Die beiden Männer, die das von weitem hörten, meinten: "O weh, das ist ein geiziger Mann, da wird´s nicht viel geben!"
Als sie näher kamen, wurden sie von dem Bauer freundlich empfangen und ins Haus geführt. Sie erzählten ihm nun ihr Unglück. Der Bauer empfand Mitleid mit den Armen. Er ließ ihnen zu essen geben, schenkte beiden ein schönes Stück Geld und versprach ihnen noch einen Zentner Samenkorn ins Dorf zu schicken.
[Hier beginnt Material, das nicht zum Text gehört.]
PR #74, opened 2021-05-10
Correct dtype for ldbody

mhvk:
I've been writing a `StructuredUnit`/`StructuredQuantity` PR for astropy that allows all erfa functions to be used with quantity, and found that the dtype for `LDBODY` is actually wrong, in that it combined position and velocity in one array (which thus cannot have different units), while it should have used the `dt_pv` dtype. This corrects that.

As I was surprised the new complete tests didn't catch that, I also looked into that: turned out to be a bit of an accidental pass. That one is now corrected too.

p.s. May make a quick bugfix release for that if I get my structured quantity PR wrapped up.

### DIFF
--- a/CHANGES.rst
+++ b/CHANGES.rst
@@ -1,11 +1,14 @@
-1.7.4 (unreleased)
-==================
+1.7.3.1 (unreleased)
+====================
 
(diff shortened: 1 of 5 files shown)


mhvk:
THanks!

PR #76, opened 2021-05-22
Allow structured output of the right type.

### LINKED ISSUE #70: Some overrides do not quite work right if output is given
Probably mostly because they are not used in astropy, but would be good to fix:
```
import numpy as np
from erfa import ufunc as erfa_ufunc

p = np.array([[1., 2., 3.], [4., 5., 6.]])
pv = erfa_ufunc.p2pv(p)
pv  # this is OK
# array([([1., 2., 3.], [0., 0., 0.]), ([4., 5., 6.], [0., 0., 0.])],
#       dtype={'names':['p','v'], 'formats':[('<f8', (3,)),('<f8', (3,))], 'offsets':[0,24], 'itemsize':48, 'aligned':True})
erfa_ufunc.p2pv(p, out=pv)  # Oops
# TypeError: ufunc 'p2pv' not supported for the input types, and the inputs could not be safely coerced to any supported types according to the casting rule ''same_kind''
```

Similarly,
```
erfa_ufunc.zpv(out=pv)
# TypeError: ufunc 'zpv' not supported for the input types, and the inputs could not be safely coerced to any supported types according to the casting rule ''same_kind''
```

mhvk:
Previously, this was not allowed as it did only a general check on VOID->VOID casting, which is not allowed.

fixes #70

### DIFF
--- a/CHANGES.rst
+++ b/CHANGES.rst
@@ -1,3 +1,9 @@
+2.0.0.1 (unreleased)
+====================
+
+- The underlying universal functions in ``erfa.ufunc`` now work with an ``out``
+  argument also if the required output is a structured array. [gh-76]
+
 2.0.0 (17/05/2021)
 ==================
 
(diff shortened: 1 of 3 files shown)


avalentino (approved):
LGTM

PR #82, opened 2021-11-07
Update the OS version for the "oldest" CI run.

avalentino:
The "ubuntu-16.04" image seems to be no longer available on GHA (https://docs.github.com/en/actions/using-github-hosted-runners/about-github-hosted-runners).
Use "ubuntu-18.04" instead.


mhvk (approved):
Ah, thanks for fixing that! Merging...

PR #88, opened 2022-08-23
Switch building of wheels to GitHub Actions

astrofrog:
This uses the OpenAstronomy workflow which are designed as a replacement of the Azure Pipelines workflow. With this we can get rid of the separate Azure configuration for wheels.

I've also added building of Mac arm64 wheels which should hopefully reduce the issues being reported on that platform.

Before merging we will need to set PYPI_TOKEN in the repo secrets, but we can already see whether things work or not.


astrofrog:
@avalentino - thanks for the review! Could you create and set a PyPI token in the repository secrets? (it should be called PYPI_TOKEN). Then feel free to merge.

avalentino:
@astrofrog I do not have access to the pyerfa project on PyPI, I thing that you are the only member.

astrofrog:
Ok I'll check this evening!

avalentino:
My username on PyPI is `antonio.valentino`. If you give me access I can doit quickly

astrofrog:
@avalentino - I've added you to PyERFA on PyPI and have also added the token here, so this should be good to go.

PR #94, opened 2022-10-24
Make use of CPython limited API

astrofrog:
This is meant to be an experiment in trying to see if we can use the [Limited API](https://docs.python.org/3.10/c-api/stable.html) - doing so would mean we would only need to build one wheel for each platform (rather than one per Python version and per platform). Note that this wouldn't require any changes to the wheel building machinery as cibuildwheel recognizes this and will only build one wheel and test it on all Python versions.

I am running into the issue that ``PyArray_malloc`` is an alias of ``PyMem_RawMalloc`` which isn't in the Limited API. I was wondering if there is a way we can allocate the arrays that would be compatible with the Limited API, for example using ``PyMem_malloc`` or ``malloc``?

@mhvk - as a Numpy expert, do you have any ideas?

### DIFF
--- a/.github/workflows/ci_workflows.yml
+++ b/.github/workflows/ci_workflows.yml
@@ -113,7 +113,7 @@ jobs:
         python -m venv --system-site-packages tests
         source tests/bin/activate
         python -m pip install --editable .[test]
-        (nm -u erfa/ufunc.cpython-*.so | grep eraA2af) || exit 1
+        (nm -u erfa/ufunc.*.so | grep eraA2af) || exit 1
         (python -c 'import erfa' 2>&1 | grep -n 'too old') > /dev/null && (echo 'liberfa too old, skipping tests'; exit 0) || python -m pytest
 
 
--- a/.github/workflows/ci_workflows.yml
+++ b/.github/workflows/ci_workflows.yml
@@ -126,37 +126,16 @@ jobs:
       test_command: pytest --pyargs erfa
       targets: |
         # Linux wheels
-        - cp39-manylinux_x86_64
-        - cp310-manylinux_x86_64
-        - cp311-manylinux_x86_64
-        - cp312-manylinux_x86_64
-        - cp39-musllinux_x86_64
-        - cp310-musllinux_x86_64
-        - cp311-musllinux_x86_64
-        - cp312-musllinux_x86_64
-        - cp39-manylinux_aarch64
-        - cp310-manylinux_aarch64
-        - cp311-manylinux_aarch64
-        - cp312-manylinux_aarch64
+        - cp3*-manylinux_x86_64
+        - cp3*-musllinux_x86_64
+        - cp3*-manylinux_aarch64
         # MacOS X wheels - we deliberately do not build universal2 wheels.
         # Note that the arm64 wheels are not actually tested so we
         # rely on local manual testing of these to make sure they are ok.
-        - cp39*macosx_x86_64
-        - cp310*macosx_x86_64
-        - cp311*macosx_x86_64
-        - cp312*macosx_x86_64
-        - cp39*macosx_arm64
-        - cp310*macosx_arm64
-        - cp311*macosx_arm64
-        - cp312*macosx_arm64
+        - cp3*macosx_x86_64
+        - cp3*macosx_arm64
         # Windows wheels
-        - cp39*win32
-        - cp310*win32
-        - cp311*win32
-        - cp312*win32
-        - cp39*win_amd64
-        - cp310*win_amd64
-        - cp311*win_amd64
-        - cp312*win_amd64
+        - cp3*win32
+        - cp3*win_amd64
     secrets:
       pypi_token: ${{ secrets.pypi_token }}
--- a/erfa/ufunc.c.templ
+++ b/erfa/ufunc.c.templ
@@ -17,6 +17,13 @@
 #include "erfa.h"
 #include "erfaextra.h"
 
+// On gcc<10 we can run into the following:
+//
+//   error: dereferencing pointer to incomplete type 'PyTypeObject'
+//
+// As mentioned in https://github.com/numpy/numpy/issues/16970,
+// the workaround is to define a fake _typeobject struct.
+
 struct _typeobject {
     int dummy;
 };
--- a/erfa/ufunc.c.templ
+++ b/erfa/ufunc.c.templ
@@ -10,7 +10,7 @@
  */
 
 #define NPY_NO_DEPRECATED_API NPY_1_7_API_VERSION
-#define Py_LIMITED_API 0x030700f0
+#define Py_LIMITED_API 0x030900f0
 #include "Python.h"
 #include "numpy/arrayobject.h"
 #include "numpy/ufuncobject.h"
--- a/erfa/ufunc.c.templ
+++ b/erfa/ufunc.c.templ
@@ -17,6 +17,8 @@
 #include "erfa.h"
 #include "erfaextra.h"
 
+struct _typeobject {};
+
 #define MODULE_DOCSTRING \
     "Ufunc wrappers of the ERFA routines.\n\n" \
     "These ufuncs vectorize the ERFA functions assuming structured dtypes\n" \
--- a/erfa/ufunc.c.templ
+++ b/erfa/ufunc.c.templ
@@ -210,7 +210,7 @@ static void ufunc_loop_{{ func.pyname }}(
    {#- /* if needed, allocate memory for contiguous eraLDBODY copies */ #}
    {%- if func.user_dtype == 'dt_eraLDBODY' %}
     if (copy_b) {
-        _b = PyArray_malloc(nb * sizeof(eraLDBODY));
+        _b = malloc(nb * sizeof(eraLDBODY));
         if (_b == NULL) {
             PyErr_NoMemory();
             return;
--- a/erfa/ufunc.c.templ
+++ b/erfa/ufunc.c.templ
@@ -17,7 +17,9 @@
 #include "erfa.h"
 #include "erfaextra.h"
 
-struct _typeobject {};
+struct _typeobject {
+    int dummy;
+};
 
 #define MODULE_DOCSTRING \
     "Ufunc wrappers of the ERFA routines.\n\n" \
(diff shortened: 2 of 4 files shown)


mhvk:
@astrofrog - there definitely wasn't put much thought in this, so I think we can indeed change it. It is done inside a ufunc, which means the GIL is released, so given the comment in https://github.com/numpy/numpy/blob/8d61ebc25a117337d148f1e3d96066653bd6419a/numpy/core/include/numpy/ndarraytypes.h#L359-L368, I don't think we can use the non-raw `PyMem` function. But given that the actual memory allocation typically is very small, it should not be a problem to just use `malloc`.

setup.cfg
```diff
@@ -56,3 +56,6 @@ max-line-length = 100
 
 [pycodestyle]
 max-line-length = 100
+
+[bdist_wheel]
+py_limited_api = cp37
```
pllim, line 61: I bumped Python minversion to 3.9 in #107 , so this needs updating. FYI

astrofrog: Done

astrofrog:
Switching to using malloc() seems to fix things - after a couple of other fixes this seems to work.

Note that I've also simplified the wheel building config to not split up the different Python versions into separate builds. When using the limited API, cibuildwheel will first build e.g. the Python 3.9 wheel and then just test it on 3.10, 3.11 and 3.12 (but not build it again each time). But note that for now this probably won't work because of Numpy and Python 3.12. So we might want to wait until Numpy is released before going ahead with this, or simply skip 3.12 (which doesn't matter as much because we aren't actually building 3.12 wheels anyway with this PR).

.github/workflows/ci_workflows.yml
```diff
@@ -113,7 +113,7 @@ jobs:
         python -m venv --system-site-packages tests
         source tests/bin/activate
         python -m pip install --editable .[test]
-        (nm -u erfa/ufunc.cpython-*.so | grep eraA2af) || exit 1
+        (nm -u erfa/ufunc.*.so | grep eraA2af) || exit 1
```
astrofrog, line 116: The so files are now called ufunc.abi3.so hence the change

erfa/ufunc.c.templ
```diff
@@ -10,12 +10,17 @@
...
 #define NPY_NO_DEPRECATED_API NPY_1_7_API_VERSION
+#define Py_LIMITED_API 0x030900f0
 #include "Python.h"
 #include "numpy/arrayobject.h"
 #include "numpy/ufuncobject.h"
 #include "erfa.h"
 #include "erfaextra.h"
 
+struct _typeobject {
+    int dummy;
```
astrofrog, line 21: Windows complains if there are no members in the struct - the _typeobject struct is a workaround for old versions of GCC.

.github/workflows/ci_workflows.yml
```diff
@@ -126,60 +126,16 @@ jobs:
...
-        # rely on local manual testing of these to make sure they are ok.
-        - cp312*macosx_x86_64
-        - cp312*macosx_arm64
-        # No NumPy wheel for win32
-        #- cp312*win32
-        - cp312*win_amd64
-      # Required so that cp312 can grab a pre-release numpy.
-      # Can remove when cp312 is released.
-      env: |
-        CIBW_ENVIRONMENT: PIP_PRE=1
```
pllim, line 183: I don't grok the internals of erfa, so I cannot review but I wonder why you remove the extra job for py312. I split it out on purpose because py312 needs pre-release of numpy.

astrofrog: See https://github.com/liberfa/pyerfa/pull/94#issuecomment-1710775593 - with the limited API we don't build Python 3.12 wheels anymore. We just build 3.9 wheels and test them on 3.10+. Testing them on 3.12 is disabled for now because we can't have Python 3.12 as a separate job anymore with this PR.

If you would be more comfortable waiting for a Python 3.12 release of Numpy we can do that, but it's not strictly needed - if we know via other CI config that Python 3.12 works fine then testing the wheels on 3.9, 3.10 and 3.11 is probably sufficient.

astrofrog:
For anyone coming to this now, see my latest summary of changes in https://github.com/liberfa/pyerfa/pull/94#issuecomment-1710775593

.github/workflows/ci_workflows.yml
pllim: Hmm... What about using artifact upload/download for the py312? Though maybe numpy will ship py312 wheel anyway when 1.26 is released, so maybe we can just wait it out. Thanks for the clarification!

astrofrog: Happy to just wait for 1.26 final, no point overcomplicating things.

erfa/ufunc.c.templ
mhvk: Can we insist on a newer gcc? We're at gcc-13 now... I'm not quite sure what the constraints are (nor why this was not necessary before).

erfa/ufunc.c.templ
```diff
@@ -207,7 +219,7 @@ static void ufunc_loop_{{ func.pyname }}(
    {#- /* if needed, allocate memory for contiguous eraLDBODY copies */ #}
    {%- if func.user_dtype == 'dt_eraLDBODY' %}
     if (copy_b) {
-        _b = PyArray_malloc(nb * sizeof(eraLDBODY));
+        _b = malloc(nb * sizeof(eraLDBODY));
```
mhvk, line 222: I guess I am slightly confused: `PyArray_malloc` is from numpy (https://numpy.org/devdocs/reference/c-api/array.html#memory-management), not python. Is the problem that that macro uses something that is not in the limited API? Probably worth adding a comment here.

mhvk (commented):
Looks good to me but one question and one request for a comment in the code.

I agree that we should wait until py312 compatible numpy is available.

erfa/ufunc.c.templ
astrofrog: Yeah, PyArray_malloc is an alias of PyMem_RawMalloc which is not in the Python limited API (see PR description)

erfa/ufunc.c.templ
astrofrog: Let me try and see which ones fail if I remove

astrofrog: Ok so the mussllinux image doens't have a recent compiler, as well as the ubuntu-20.04 one used for oldestdeps. This is a pretty simple workaround so I think it's worth keeping rather than try and mess around with updating compilers in CI?

mhvk: Still confused that it didn't fail before, but I agree that the work-around is simple, and you have included a comment that will allow us to remove it eventually, so that's fine.

astrofrog: This is only an issue when enabling the limited API, see https://github.com/numpy/numpy/issues/16970 for more details

avalentino (approved):
LGTM

avalentino:
Thanks @astrofrog

mhvk:
@astrofrog - I think this is OK to merge once the numpy/python 3.12 issue is sorted! Thanks!

astrofrog:
@mhvk @avalentino @pllim - I just realized there is an easy way to request pre-releases on Python 3.12 as @pllim was doing before without having to split up the build matrix so have pushed a commit here (https://github.com/liberfa/pyerfa/pull/94/commits/da319b5c4447070c3481dff487945b422e3e2aed). The wheels are now tested on Python 3.12. I believe this is therefore ready to merge assuming the CI passes.

pyproject.toml
```diff
@@ -11,3 +11,9 @@ requires = [
     "numpy>=1.26.0b1; python_version>='3.12'"
 ]
 build-backend = 'setuptools.build_meta'
+
+[tool.cibuildwheel]
+
+[[tool.cibuildwheel.overrides]]
+select = "cp312-*"
+environment = "PIP_PRE=1"
```
pllim, line 19: Does this mean all the wheels now use numpy 1.26rc or just cp312?

astrofrog: Yes on 3.12 the wheels are tested against the numpy RC. Note that we don't build any Python 3.12 wheels so the build dependencies are not important there.

astrofrog:
Ah I need to add a tweak for win32, will do shortly

pyproject.toml
pllim: 🤪

pllim: p.s. Are you going to do a similar patch for `astropy`?

pllim:
numpy is going to push out wheel for win32 "soon", if you can wait a bit.

pyproject.toml
astrofrog: Haha unfortunately not, Cython's support for the limited API is very rudimentary

pllim (commented):
numpy 1.26 stable is out with py312 wheels. I think this can be simplified now.

astrofrog:
Workaround removed - this should be ready if the CI passes

astrofrog:
@mhvk @avalentino are you happy for this to be merged now?

avalentino:
yes

pyproject.toml
```diff
@@ -11,3 +11,6 @@ requires = [
     "numpy>=1.26.0b1; python_version>='3.12'"
 ]
 build-backend = 'setuptools.build_meta'
+
+[tool.cibuildwheel]
```
mhvk, line 15: Do we still need this now that numpy 1.26 is out?

mhvk (approved):
A question whether we still need to skip python 3.12, just to be sure. If it is needed, do we need an issue to remind us to remove it?

Otherwise, a very nice simplification in our wheel building, for a single, simple change. Great! Ready to (squash&) merge!

pyproject.toml
astrofrog: Oops no will remove

pyproject.toml
pllim, line 1: I think you need a rebase to pick up my merged changes to this file.

astrofrog:
@mhvk @pllim - I think this is finally ready

mhvk (approved):
OK, let's get it in! Thanks, @astrofrog!

maxnoe:
Does switching to the limited API imply anything for performance?

astrofrog:
It shouldn't as the code is virtually unchanged (the one function that was changed was an alias to malloc anyway). But if anyone finds a performance degradation let me know!

maxnoe:
Doesn't this also limit what code Cython can produce?

pllim:
Belated LGTM. Thanks!

PR #101, opened 2023-03-19
Release/pyerfa v2.0.0.2

### LINKED ISSUE #93: Trigger a new release to build Python 3.11 wheels?
Now that Python 3.11 is out, we should make a new release of PyERFA so that the Python 3.11 wheels get built.

avalentino:
Closes #93

### DIFF
--- a/.github/workflows/ci_workflows.yml
+++ b/.github/workflows/ci_workflows.yml
@@ -25,8 +25,8 @@ jobs:
             toxargs: -v
 
           - name: Test with development versions of our dependencies
-            os: ubuntu-20.04  # currently newer than ubuntu-latest
-            python: 3.9
+            os: ubuntu-latest
+            python: 3.11
             toxenv: test-devdeps
             toxargs: -v
 
@@ -75,7 +75,7 @@ jobs:
         include:
 
           - name: Tests with external liberfa
-            os: ubuntu-20.04
+            os: ubuntu-latest
             python: 3.8
             toxenv: test
             toxargs: -v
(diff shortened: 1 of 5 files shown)


mhvk (approved):
Looks good but shouldn't we also update `.github/workflows/ci_worflows.yml`, to include an actual test with python 3.11?

avalentino:
> Looks good but shouldn't we also update `.github/workflows/ci_worflows.yml`, to include an actual test with python 3.11?

yes, you are right.
Just pushed a change to use Python 3.11 with devdeps.

Maybe we could also use a more moderns Python version for the base configuration (instead of 3.8).

mhvk:
Thanks! I think it is fine to just update the latest version tested for now.

Aside: what goes wrong with the previous version of numpy? Is that now unsupported (doesn't matter too much, since 2.0.0.1 would still be OK, but just curious).

avalentino:
Yes, I had problems building locally with numpy 1.20, but I have not investigated the reason.
According to [NEP 29](https://numpy.org/neps/nep-0029-deprecation_policy.html), support for numpy 1.20 has been dropped at the end of January.
Moreover I have also checked that the same change has been implemented in astropy, so I decided to not spend too much time in investigating.

avalentino:
OK; will wait until tomorrow before merging and pushing the tag to give @astrofrog a chance to comment.

astrofrog (approved):

astrofrog:
Actually the min version of numpy in setup.cfg for install requires should match the one for oldestdeps in tox.ini. Do you want to just update the min version to 1.21?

Die Männer verwunderten sich über die Freigebigkeit des Bauers. Während sie sich´s gut schmecken ließen, sagte der eine von ihnen freimütig: "Verzeiht diese Aufnahme hatten wir nicht erwartet. Wir glaubten, Ihr seiet ein geiziger Mann, weil Ihr Eurem Knechte einer Kleinigkeit wegen einen so scharfen Verweis gegeben."
"Liebe Freunde," antwortete der Bauer, "eben deswegen, weil ich sparsam bin, bleibt mir noch so viel übrig, dass ich Notleidenden helfen kann."
Quelle: Prof. Cesare Bonatta, Italienisches Alpenland - Lesebuch für Elementarschulen (Approbiert vom königl. Ministerium für Unterricht), 1925, (Preis: 10 Lire)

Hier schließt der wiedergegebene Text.